Risk Management in Debt Collection
I was discussing risk management with a client the other day when they highlighted that risk management was new to their team, this made me think.
Under OFT regulation there was absolutely no requirement for collection agencies to manage their risks, so the idea of risk management is new for the collection industry. Consequently, most of the industry’s staff, and management, have no grounding in the subject. This evidences itself when we audit debt collection or purchase organisations, where we often find a neglected, sorry-looking or outright abandoned risk register. We give top marks to the few organisations who consistently endeavour with their process, although few and far between.
The FCA, of course, have placed a direct obligation on us to manage our risk in accordance with their rules. This has changed the game, clients no longer accept neglected risk management processes and nor should we. So, what steps do we take to brighten up our management of risk?
Broadly speaking we should take a two-step approach:
Revisit your risk management policy and process
Where do we start?
As always with compliance, we are managing the buy-in of people within the business. This is always the most important step to achieving our compliance goals. Without everyone, especially managers, working together to manage risk, it is a battle lost. The idea of allowing a single department to manage risk without contribution from other departments is a non-starter. Risk is wide-spread, multi-faceted and unique to each department; all personnel must be in a position to identify and raise risks. It is worth considering how we develop buy-in.
Let’s look at the reasons why people resist change. Here are some responses I have heard throughout my career, these ought to be familiar:
I don’t have time
I don’t see the commercial benefit
I don’t understand what you want me to do
Ultimately, the above “reasons” come down to the following real reasons for resisting change:
Loss of control – remedied by allowing those affected choice within the risk management framework, or even better, allowing them to be part of creating the risk management process.
Everything seems difficult – We are creatures of habit, changing the way we work naturally creates difficulty for us and our team. Routines become automatic, but change jolts us into consciousness, sometimes in uncomfortable ways. Too many differences can be distracting or confusing. Education is the solution.
Uncertainty – if change feels like being walked blindfolded, people will reject it. Education is the tool you have to remove the blindfold.
More work / not enough time – change can be perceived to take up time and it may well do in the short term. But what you must focus on is the time and effort savings your change will represent in the medium to long term.

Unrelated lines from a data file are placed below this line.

PR #8133, opened 2025-01-27
[MemoryBanking] Operation-granularity banking configurations by attaching attributes

jiahanxie353:
This patch supports operation-granularity banking configurations by attaching attributes to overwrite the command line argument.

### DIFF
--- a/lib/Transforms/MemoryBanking.cpp
+++ b/lib/Transforms/MemoryBanking.cpp
@@ -71,16 +71,21 @@ DenseSet<Value> collectMemRefs(mlir::affine::AffineParallelOp parOp) {
   return memrefVals;
 }
 
-MemRefType computeBankedMemRefType(MemRefType originalType,
-                                   uint64_t bankingFactor,
-                                   unsigned bankingDimension) {
-  ArrayRef<int64_t> originalShape = originalType.getShape();
+// Verify the banking scheme with different conditions.
+void verifyBankingConditions(unsigned bankingDimension, unsigned bankingFactor,
+                             MemRefType originalType) {
+  auto originalShape = originalType.getShape();
   assert(!originalShape.empty() && "memref shape should not be empty");
-
   assert(bankingDimension < originalType.getRank() &&
          "dimension must be within the memref rank");
   assert(originalShape[bankingDimension] % bankingFactor == 0 &&
          "memref shape must be evenly divided by the banking factor");
+}
+
+MemRefType computeBankedMemRefType(MemRefType originalType,
+                                   uint64_t bankingFactor,
+                                   unsigned bankingDimension) {
+  ArrayRef<int64_t> originalShape = originalType.getShape();
   SmallVector<int64_t, 4> newShape(originalShape.begin(), originalShape.end());
   newShape[bankingDimension] /= bankingFactor;
   MemRefType newMemRefType =
@@ -200,8 +205,9 @@ SmallVector<Value, 4> handleGetGlobalOp(memref::GetGlobalOp getGlobalOp,
   return banks;
 }
 
-unsigned getBankingDimension(std::optional<int> bankingDimensionOpt,
-                             int64_t rank, ArrayRef<int64_t> shape) {
+unsigned getSpecifiedOrDefaultBankingDim(std::optional<int> bankingDimensionOpt,
+                                         int64_t rank,
+                                         ArrayRef<int64_t> shape) {
   // If the banking dimension is already specified, return it.
   // Note, the banking dimension will always be nonempty because TableGen will
   // assign it with a default value -1 if it's not specified by the user. Thus,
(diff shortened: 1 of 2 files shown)


test/Transforms/memory_banking_attrs.mlir
```diff
@@ -0,0 +1,123 @@
+// RUN: circt-opt %s -memory-banking="factor=3 dimension=1" | FileCheck %s --check-prefix ATTRIBUTE
```
jiahanxie353, line 1: Having multiple banking configurations in the same file just complicates everything and I had to make a new test file for it..

lib/Transforms/MemoryBanking.cpp
```diff
@@ -71,16 +71,21 @@ DenseSet<Value> collectMemRefs(mlir::affine::AffineParallelOp parOp) {
...
 }
 
-MemRefType computeBankedMemRefType(MemRefType originalType,
-                                   uint64_t bankingFactor,
-                                   unsigned bankingDimension) {
-  ArrayRef<int64_t> originalShape = originalType.getShape();
+// Verify the banking scheme with different conditions.
+void verifyBankingConditions(unsigned bankingDimension, unsigned bankingFactor,
+                             MemRefType originalType) {
+  auto originalShape = originalType.getShape();
```
cgyurgyik, line 78: Suppppper nit: any reason why you got rid of the type here
```suggestion
  ArrayRef<int64_t> originalShape = originalType.getShape();
```

lib/Transforms/MemoryBanking.cpp
```diff
@@ -226,13 +233,109 @@ unsigned getBankingDimension(std::optional<int> bankingDimensionOpt,
...
+  } else if (isa<BlockArgument>(originalMem)) {
+    auto blockArg = cast<BlockArgument>(originalMem);
+    auto *parentOp = blockArg.getOwner()->getParentOp();
+
+    auto funcOp = dyn_cast<func::FuncOp>(parentOp);
+    assert(funcOp &&
+           "Expected the original memory to be a FuncOp block argument!");
+
+    unsigned argIndex = blockArg.getArgNumber();
+
```
cgyurgyik, line 256:
```suggestion
```
Remove unnecessary empty line

lib/Transforms/MemoryBanking.cpp
```diff
@@ -226,13 +233,109 @@ unsigned getBankingDimension(std::optional<int> bankingDimensionOpt,
...
+void resolveBankingAttributes(Value originalMem, unsigned &bankingFactor,
+                              unsigned &bankingDimension) {
+  if (auto *originalDef = originalMem.getDefiningOp()) {
+    if (auto attrFactor = dyn_cast_if_present<IntegerAttr>(
+            originalDef->getAttr("banking.factor")))
+      bankingFactor = attrFactor.getInt();
+    if (auto attrDimension = dyn_cast_if_present<IntegerAttr>(
+            originalDef->getAttr("banking.dimension")))
+      bankingDimension = attrDimension.getInt();
+  } else if (isa<BlockArgument>(originalMem)) {
```
cgyurgyik, line 247: Suggestion: What about we just have a `return;` here instead of `else if`? 

if (auto* A = ...) {
  ...
  return;
}

if (auto* B = ...) {
  ...
  return;
}

Just reads slightly cleaner to me, but this is personal preference so do as you please.

lib/Transforms/MemoryBanking.cpp
```diff
@@ -355,8 +475,8 @@ struct BankAffineLoadPattern
   }
 
 private:
-  uint64_t bankingFactor;
-  std::optional<int> bankingDimensionOpt;
+  mutable unsigned bankingFactor;
```
cgyurgyik, line 478: Why is it necessary that these are mutable?

lib/Transforms/MemoryBanking.cpp
```diff
@@ -517,8 +647,22 @@ LogicalResult cleanUpOldMemRefs(DenseSet<Value> &oldMemRefVals,
...
   }
 
-  // Modify the function type accordingly
+  // Modify the function argument attributes and function type accordingly
   for (auto funcOp : funcsToModify) {
+    ArrayAttr existingArgAttrs = funcOp->getAttrOfType<ArrayAttr>("arg_attrs");
+    if (existingArgAttrs) {
+      SmallVector<Attribute, 4> updatedArgAttrs;
+      DenseSet<unsigned> indicesToErase(erasedArgIndices[funcOp].begin(),
+                                        erasedArgIndices[funcOp].end());
```
cgyurgyik, line 656:
```suggestion
      auto erasedIndices = erasedArgIndices[funcOp];
      DenseSet<unsigned> indicesToErase(erasedIndices.begin(),
                                        erasedIndices.end());
```

test/Transforms/memory_banking_attrs.mlir
cgyurgyik: Makes sense. I will note that this is a rather large test example. Can this be made into a smaller example? I'll leave this to your discretion.

cgyurgyik, line 1: Curiously, how come `--check-prefix ATTRIBUTE`?

lib/Transforms/MemoryBanking.cpp
jiahanxie353: no absolutely, sounds good to me as well!

lib/Transforms/MemoryBanking.cpp
jiahanxie353: Because `matchAndOverwrite` has `const` in its signature: https://github.com/llvm/circt/blob/335e50ce67b802b20ea960578e37f4950df233e5/lib/Transforms/MemoryBanking.cpp#L295

test/Transforms/memory_banking_attrs.mlir
jiahanxie353: ahh because I was trying to stuff everything in the `memory_banking_multi_dim` test file. It didn't work and I simply just copied from there. Now that we are only testing this example for now, I agree that we do not need prefix checking for splitted cases testing.

jiahanxie353: I decided to keep this large example just to demonstrate a full working example with different configurations

cgyurgyik (approved):

cgyurgyik:
Nice!

jiahanxie353:
Merging it as the CI has passed, thank you so much for the review! @cgyurgyik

We mentioned the solution of education twice above, this is an important step to creating a strong risk management framework in your organisation. It not only helps you to manage change, thus increasing buy-in but guarantees success of your framework.
One of the reasons for failure of the risk management process is individuals not understanding the definition of a risk, failing to routinely raise risks in accordance with company policy and an inability to accurately “rate” the risk. Moreover, the single most important reason for failure is individuals shying away from the process because they don’t understand it. Confidence is something you must provide your team with.
Education is the way we provide confidence to our teams. Sitting a short course on risk management can provide learners with the basic knowledge, skills and understanding to:
Buy-into the risk management process and thus become less likely to create barriers and more likely to continually raise risks
Not shy away from the process
Have the knowledge to effectively follow the process
Revisit your risk management policy and process
We also recommend that you revisit your key documents and processes. Were they created by someone who did not quite understand risk management? Is it lean (an absolute requirement for risk management)? What are its key weaknesses?
Research shows that successful risk management frameworks have the following common traits:
Risk management permeates the whole organisation, driven by board level engagement
Process for raising risks does not rely solely on individuals – instead regular, structured, risk reviews with each department should be used alongside the ability to individually raise risks Multiple drivers sought to improve the function – both internal and external factors
Culture and awareness – ensuring a strong culture and awareness of risk is embedded from day 1 through induction training.
Figurehead – a figurehead continually pushing the message is helpful but more importantly someone there to offer support, advice and guidance produces greater results.